Saved entries:
PR #1979, opened 2025-02-27
Allow specifying startup directory

tkdchen:
This change can benefit other scripts that want to reuse this script to build bundles at a differet location rather than from inside build-definitions repo. It may be for testing purpose without writing custom code to repeat the logic of build-and-push process. For example of a use case: https://github.com/konflux-ci/pipeline-migration-tool/pull/10

### DIFF
--- a/hack/build-and-push.sh
+++ b/hack/build-and-push.sh
@@ -82,9 +82,16 @@ function should_skip_repo() {
     [ "$http_code" != "200" ]
 }
 
+: "${HERE:=}"
+
 # local dev build script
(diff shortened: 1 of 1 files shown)


chmeliik (approved):
Seems reasonable :+1:

hack/build-and-push.sh
```diff
@@ -82,9 +82,16 @@ function should_skip_repo() {
     [ "$http_code" != "200" ]
 }
 
+: "${HERE:=}"
```
mmorhun, line 85: I'd give it more meaningful name

mmorhun (approved):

_YOUR OBJECTIVE_
Copy out all the entries exactly once more.

_SOLUTION FOR THIS PROBLEM_
PR #1979, opened 2025-02-27
Allow specifying startup directory

tkdchen:
This change can benefit other scripts that want to reuse this script to build bundles at a differet location rather than from inside build-definitions repo. It may be for testing purpose without writing custom code to repeat the logic of build-and-push process. For example of a use case: https://github.com/konflux-ci/pipeline-migration-tool/pull/10

### DIFF
--- a/hack/build-and-push.sh
+++ b/hack/build-and-push.sh
@@ -82,9 +82,16 @@ function should_skip_repo() {
     [ "$http_code" != "200" ]
 }
 
+: "${HERE:=}"
+
 # local dev build script
(diff shortened: 1 of 1 files shown)


chmeliik (approved):
Seems reasonable :+1:

hack/build-and-push.sh
```diff
@@ -82,9 +82,16 @@ function should_skip_repo() {
     [ "$http_code" != "200" ]
 }
 
+: "${HERE:=}"
```
mmorhun, line 85: I'd give it more meaningful name

mmorhun (approved):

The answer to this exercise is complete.